25, junio, 2019
Hoy
la bodega está en semipenumbra.
Seguramente es debido al calor.
El calor, además de ser una realidad meteorológica también es, en cierta
medida, una realidad psicológica: apagas un par de luces en casa –o donde sea-
y ya tienes la sensación de más frescor.
Pero aquí la temperatura ambiente suele ser agradable incluso en verano.
Los techos son altos, los ventiladores van a toda velocidad y, quizá, el
negro del suelo de pizarra apócrifa contrasta fuertemente con el blanco mareado
y vivido del mármol de las mesas, lo que también, y no sé por qué, me produce
una acentuada sensación de grata frescura íntima.
Hoy,
el cielo del techo es amarillo, como
otras veces, como siempre; está parado,
fijo, inmóvil, expectante. El reloj de
pared antiguo, de un estilo que ahora mismo no identifico (¿neoclásico? ¿isabelino?...),
lleva años varado en las secas arenas de
las nueve. Aunque no sabemos si son las
nueve de la mañana, de la noche, de principios del siglo XIX o principios del XX.

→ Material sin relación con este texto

PR #151, opened 2022-09-24
Move BPF support-detection logic from endpoint to this repository

rhysre:
Since the very beginning, the logic to detect if we support BPF (and all required BPF features) has been done in endpoint instead of in the ebpf events library. This is wonky. Logically, this logic belongs here, the library should be performing all necessary checks and returning `-ENOTSUP` if it can't load the probes. Library users shouldn't have to divine the specific system characteristics needed for the library to successfully run themselves.

This PR moves all the support-detection logic from endpoint to this repository, clarifies the minimum supported Linux version as 5.10.16 (not 5.10.10) and simplifies related feature detection logic. See commit messages for detailed explanations.

### DIFF
--- a/GPL/Events/Process/Probe.bpf.c
+++ b/GPL/Events/Process/Probe.bpf.c
@@ -235,8 +235,12 @@ int BPF_KPROBE(kprobe__commit_creds, struct cred *new)
     return commit_creds__enter(new);
 }
 
-static int tty_write__enter(const char *buf, ssize_t count, struct file *f)
+static int tty_write__enter(struct kiocb *iocb, struct iov_iter *from)
 {
+    const char *buf = BPF_CORE_READ(from, iov, iov_base);
+    ssize_t count   = BPF_CORE_READ(from, iov, iov_len);
+    struct file *f  = BPF_CORE_READ(iocb, ki_filp);
+
     if (is_consumer())
         goto out;
 
@@ -305,19 +309,11 @@ out:
 SEC("fentry/tty_write")
 int BPF_PROG(fentry__tty_write, struct kiocb *iocb, struct iov_iter *from)
 {
-    const char *buf = BPF_CORE_READ(from, iov, iov_base);
-    ssize_t count   = BPF_CORE_READ(from, iov, iov_len);
-    struct file *f  = BPF_CORE_READ(iocb, ki_filp);
-
-    return tty_write__enter(buf, count, f);
+    return tty_write__enter(iocb, from);
 }
 
 SEC("kprobe/tty_write")
 int BPF_KPROBE(kprobe__tty_write, struct kiocb *iocb, struct iov_iter *from)
 {
-    const char *buf = BPF_CORE_READ(from, iov, iov_base);
-    ssize_t count   = BPF_CORE_READ(from, iov, iov_len);
-    struct file *f  = BPF_CORE_READ(iocb, ki_filp);
-
-    return tty_write__enter(buf, count, f);
+    return tty_write__enter(iocb, from);
 }
--- a/GPL/Events/Process/Probe.bpf.c
+++ b/GPL/Events/Process/Probe.bpf.c
@@ -16,12 +16,6 @@
 #include "Helpers.h"
 #include "PathResolver.h"
 
-/* tty_write */
-DECL_FUNC_ARG(redirected_tty_write, iter);
-DECL_FUNC_ARG(redirected_tty_write, buf);
-DECL_FUNC_ARG(redirected_tty_write, count);
-DECL_FUNC_ARG_EXISTS(redirected_tty_write, iter);
-
 SEC("tp_btf/sched_process_fork")
 int BPF_PROG(sched_process_fork, const struct task_struct *parent, const struct task_struct *child)
 {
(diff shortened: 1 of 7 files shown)


non-GPL/Events/Lib/EbpfEvents.c
```diff
@@ -375,16 +353,79 @@ static bool system_has_bpf_tramp()
...
+
+static bool system_supports_bpf_events(void)
+{
+    bool supported    = false;
+    uint64_t features = detect_system_features();
+
+    // We only support Linux 5.10.16+
+    //
+    // Linux commit e114dd64c0071500345439fc79dd5e0f9d106ed (went in in
+    // 5.11/5.10.16) fixed a verifier buf that (as of 9/28/2022) causes our
```
nicholasberlin, line 374:
```suggestion
    // 5.11/5.10.16) fixed a verifier bug that (as of 9/28/2022) causes our
```
?

non-GPL/Events/Lib/EbpfEvents.c
```diff
@@ -375,16 +353,79 @@ static bool system_has_bpf_tramp()
...
+#undef VERSION
+
+    if (!libbpf_probe_bpf_prog_type(BPF_PROG_TYPE_TRACING, NULL)) {
+        verbose("Kernel does not support BPF_PROG_TYPE_TRACING, bpf events are not supported\n");
+        goto out;
+    }
+
+    if (!features & EBPF_FEATURE_BPF_TRAMP) {
+        // BPF trampolines are not supported, can we fallback to kprobes?
+        verbose("kernel does not support BPF trampolines, detecting kprobe support");
```
nicholasberlin, line 409:
```suggestion
        verbose("kernel does not support BPF trampolines, detecting kprobe support\n");
```

nicholasberlin (approved):
LGTM

GPL/Events/Process/Probe.bpf.c
```diff
@@ -296,62 +290,21 @@ static int tty_write__enter(const char *buf, ssize_t count, struct file *f)
...
-
-        struct kiocb *iocb = (struct kiocb *)ctx[0];
-        f                  = BPF_CORE_READ(iocb, ki_filp);
-    } else {
-        buf   = FUNC_ARG_READ(___type(buf), redirected_tty_write, buf);
-        count = FUNC_ARG_READ(___type(count), redirected_tty_write, count);
-
-        f = (struct file *)ctx[0];
-    }
+    const char *buf = BPF_CORE_READ(from, iov, iov_base);
```
mmat11, line 295: these 3 params can be read in `tty_write_enter`

non-GPL/Events/EventsTrace/EventsTrace.c
```diff
@@ -104,17 +96,13 @@ static const struct argp_option opts[] = {
      "Print network connection closed events", 0},
     {"print-features-on-init", 'i', NULL, false,
      "Print a message with feature information when probes have been successfully loaded", 1},
-    {"features-autodetect", 'd', NULL, false, "Autodetect features based on running kernel", 1},
```
mmat11, line 107: `testing/testrunner/eventstrace.go` uses this flag, it can be removed from there too

non-GPL/Events/Lib/EbpfEvents.c
```diff
@@ -375,16 +353,79 @@ static bool system_has_bpf_tramp()
...
+    }
+
+    if (VERSION(maj, min, patch) < VERSION(5, 10, 16)) {
+        verbose("kernel version is < 5.10.16 (%d.%d.%d), bpf events are not supported\n", maj, min,
+                patch);
+        goto out;
+    }
+#undef VERSION
+
+    if (!libbpf_probe_bpf_prog_type(BPF_PROG_TYPE_TRACING, NULL)) {
```
mmat11, line 402: I don't think we should `goto out;` here, the host machine has to either support tracing programs or kprobe programs.
I'd put this feature check in the same condition of `!(features & BPF_TRAMP)` and check for kprobes in the `else` branch

non-GPL/Events/Lib/EbpfEvents.c
```diff
@@ -410,13 +451,21 @@ int ebpf_set_verbose_logging()
...
+    return ctx->features;
+}
+
+int ebpf_event_ctx__new(struct ebpf_event_ctx **ctx, ebpf_event_handler_fn cb, uint64_t events)
 {
     struct EventProbe_bpf *probe = NULL;
     struct btf *btf              = NULL;
 
+    if (!system_supports_bpf_events()) {
+        verbose("this system does not support BPF (see logs)\n");
```
mmat11, line 465: nit
```suggestion
        verbose("this system does not support BPF events (see logs)\n");
```

non-GPL/Events/EventsTrace/EventsTrace.c
rhysre: 👍 done

non-GPL/Events/Lib/EbpfEvents.c
rhysre: Ok @mmat11 I've thought about this a bit more and I actually like your idea to simplify things better. 

An ironclad support check would look like the following:

```
kernel_version > 5.10.16 && (can_attach_to_fentry || can_attach_to_kprobe) && can_attach_to_btf_enabled_tracepoint && supports_btf
```

To implement this however, we'd need to do something like `system_has_bpf_tramp` for kprobe support (i.e a load *and* attach) AND for BTF enabled tracepoint support. That would increase the amount of ugly logic in here (I don't like `system_has_bpf_tramp`, but it's an unfortunate necessity).

Both of those things (loading and attaching to a BTF enabled tracepoint and kprobe) however will be checked when we actually load and attach to the probes, so IMO we can just perform some basic checks to cover most load failure cases at the start of `ebpf_event_ctx__new` and then load/attach to the probes, returning an error if the load/attach fails.

That should ensure that we're immediately exiting with a reasonable error message in cases where our probes blatantly won't work or might work but possibly mess up somehow `(kernel < 5.10.16 || !btf_is_supported)`, while still ultimately checking support for loading and attaching to kprobes/BTF tracepoints when we actually load the probes.

I've added a commit that does that. Let me know your thoughts.

mmat11: > The very first libbpf_probe_bpf_prog_type check is meant to ensure we can load our BPF enabled tracepoints

I forgot about those! :D 

> I've added a commit that does that. Let me know your thoughts.

lgtm

mmat11 (approved):

non-GPL/Events/Lib/EbpfEvents.c
```diff
@@ -375,16 +363,65 @@ static bool system_has_bpf_tramp()
...
+    if (libbpf_get_error(btf)) {
+        verbose("Kernel does not support BTF, bpf events are not supported\n");
+        return false;
+    } else {
+        btf__free(btf);
+        return true;
+    }
+}
+
+static bool kernel_version_is_supported(void)
```
mmat11, line 388: I still suspect tests are failing on 5.10.x ubuntu based distros which report 5.10.0 as major.minor.patch. Could you try fetching the info from `/proc/version_signature` like libbpf does (https://github.com/libbpf/libbpf/blob/a0d1e22c7790f22809d33b3c5c1e3ded89157cc8/src/libbpf.c#L870)?

rhysre: Working on that right now. Ubuntu is an easy fix. 

Debian (and Debian-based distros like Kali) is slowing me down a bit. They report the `5.x.0` ABI version in `utsname.release` (like Ubuntu), but don't provide an upstream patch number at `/proc/version_signature`, instead they store the upstream kernel version in `utsname.version` (among other data).

rhysre: Given the differences in how to get the upstream kernel source version on different distros, I suspect it might be impossible to reliably get the upstream source for absolutely any arbitrary distro build setup, but if we hit ubuntu/debian and fallback to `uname` otherwise, I suspect that should be good enough.

rhysre: @mmat11 Fixed version detection for Ubuntu and Debian. Tests pass. Let me know if that looks good to you and I'll merge.

mmat11: Great!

El reloj, desde aquí, en el fondo de la bodega, parece tener –creo que
tiene- incrustaciones como de nácar, de cristal o quién sabe si de alguna piedra
o molusco de las profundidades abisales del océano.
El
reloj, que debería marcar la hora, hace años que naufragó en los impredecibles
sótanos de los días secuestrados por Cronos…
o por quién sea, que al final da lo mismo.